**WORK REQUEST:** Exact copies of all the records below should be returned.

Saved data entries
PR #528, opened 2018-05-02
Faster decoding speed

Cyan4973:
This patch introduces the 2-stage shortcut, proposed by @svpv,
which improves decoding speed by about +10%.

While reviewing this patch, it became clear that 
clarifying ring buffer scenarios was a necessity.
To this end, documentation is updated,
and a new function is proposed : `LZ4_decoderRingBufferSize(maxBlockSize)`.
This is the minimum size above which LZ4 decompression is guaranteed to work 
(provided source is an LZ4 format compliant block of size `<= maxBlockSize`).
Ring buffer tests cases are also updated to use the new function.

### DIFF
--- a/lib/lz4.c
+++ b/lib/lz4.c
@@ -1431,7 +1431,7 @@ LZ4_FORCE_INLINE int LZ4_decompress_generic(
             /* strictly "less than" on input, to re-enter the loop with at least one byte */
             likely((endOnInput ? ip < shortiend : 1) & (op <= shortoend)))
         {
-            /* Copy the literals. */
+            /* Copy the literals */
             memcpy(op, ip, endOnInput ? 16 : 8);
             op += length; ip += length;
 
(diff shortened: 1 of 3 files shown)


lib/lz4.c
```diff
@@ -1407,39 +1410,57 @@ LZ4_FORCE_INLINE int LZ4_decompress_generic(
...
+            op += length; ip += length;
+
+            /* The second stage: prepare for match copying, decode full info.
+             * If it doesn't work out, the info won't be wasted. */
+            length = token & ML_MASK; /* match length */
+            offset = LZ4_readLE16(ip); ip += 2;
+            match = op - offset;
+
+            /* Do not deal with overlapping matches. */
+            if ((length != 15) && (offset >= 8) &&
```
terrelln: Use `RUN_MASK` here.

lib/lz4.c
```diff
@@ -1407,39 +1410,57 @@ LZ4_FORCE_INLINE int LZ4_decompress_generic(
...
+         * (in the fast mode, only 8 bytes can be safely copied this way).
+         * 2) Further if the match length is 4..18, copy 18 bytes in a similar
+         * manner; but we ensure that there's enough space in the output for
+         * those 18 bytes earlier, upon entering the shortcut (in other words,
+         * there is a combined check for both stages).
+         */
+        if ((endOnInput ? length != RUN_MASK : length <= 8) &&
+            /* strictly "less than" on input, to re-enter the loop with at least one byte */
+            likely((endOnInput ? ip < shortiend : 1) & (op <= shortoend)))
+        {
```
terrelln: Can we braces style?

lib/lz4.c
```diff
@@ -1681,6 +1704,26 @@ int LZ4_setStreamDecode (LZ4_streamDecode_t* LZ4_streamDecode, const char* dicti
     return 1;
 }
 
+/*! LZ4_decoderRingBufferSize() :
+ *  when setting a ring buffer for streaming decompression (optional scenario),
+ *  provides the minimum size of this ring buffer
+ *  to be compatible with any source respecting maxBlockSize condition.
```
terrelln: nit: can we fix the line wrapping?

lib/lz4.c
Cyan4973: Since it's about match length, `ML_MASK` is likely more appropriate.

**COMPLETED TASK:**
PR #528, opened 2018-05-02
Faster decoding speed

Cyan4973:
This patch introduces the 2-stage shortcut, proposed by @svpv,
which improves decoding speed by about +10%.

While reviewing this patch, it became clear that 
clarifying ring buffer scenarios was a necessity.
To this end, documentation is updated,
and a new function is proposed : `LZ4_decoderRingBufferSize(maxBlockSize)`.
This is the minimum size above which LZ4 decompression is guaranteed to work 
(provided source is an LZ4 format compliant block of size `<= maxBlockSize`).
Ring buffer tests cases are also updated to use the new function.

### DIFF
--- a/lib/lz4.c
+++ b/lib/lz4.c
@@ -1431,7 +1431,7 @@ LZ4_FORCE_INLINE int LZ4_decompress_generic(
             /* strictly "less than" on input, to re-enter the loop with at least one byte */
             likely((endOnInput ? ip < shortiend : 1) & (op <= shortoend)))
         {
-            /* Copy the literals. */
+            /* Copy the literals */
             memcpy(op, ip, endOnInput ? 16 : 8);
             op += length; ip += length;
 
(diff shortened: 1 of 3 files shown)


lib/lz4.c
```diff
@@ -1407,39 +1410,57 @@ LZ4_FORCE_INLINE int LZ4_decompress_generic(
...
+            op += length; ip += length;
+
+            /* The second stage: prepare for match copying, decode full info.
+             * If it doesn't work out, the info won't be wasted. */
+            length = token & ML_MASK; /* match length */
+            offset = LZ4_readLE16(ip); ip += 2;
+            match = op - offset;
+
+            /* Do not deal with overlapping matches. */
+            if ((length != 15) && (offset >= 8) &&
```
terrelln: Use `RUN_MASK` here.

lib/lz4.c
```diff
@@ -1407,39 +1410,57 @@ LZ4_FORCE_INLINE int LZ4_decompress_generic(
...
+         * (in the fast mode, only 8 bytes can be safely copied this way).
+         * 2) Further if the match length is 4..18, copy 18 bytes in a similar
+         * manner; but we ensure that there's enough space in the output for
+         * those 18 bytes earlier, upon entering the shortcut (in other words,
+         * there is a combined check for both stages).
+         */
+        if ((endOnInput ? length != RUN_MASK : length <= 8) &&
+            /* strictly "less than" on input, to re-enter the loop with at least one byte */
+            likely((endOnInput ? ip < shortiend : 1) & (op <= shortoend)))
+        {
```
terrelln: Can we braces style?

lib/lz4.c
```diff
@@ -1681,6 +1704,26 @@ int LZ4_setStreamDecode (LZ4_streamDecode_t* LZ4_streamDecode, const char* dicti
     return 1;
 }
 
+/*! LZ4_decoderRingBufferSize() :
+ *  when setting a ring buffer for streaming decompression (optional scenario),
+ *  provides the minimum size of this ring buffer
+ *  to be compatible with any source respecting maxBlockSize condition.
```
terrelln: nit: can we fix the line wrapping?

lib/lz4.c
Cyan4973: Since it's about match length, `ML_MASK` is likely more appropriate.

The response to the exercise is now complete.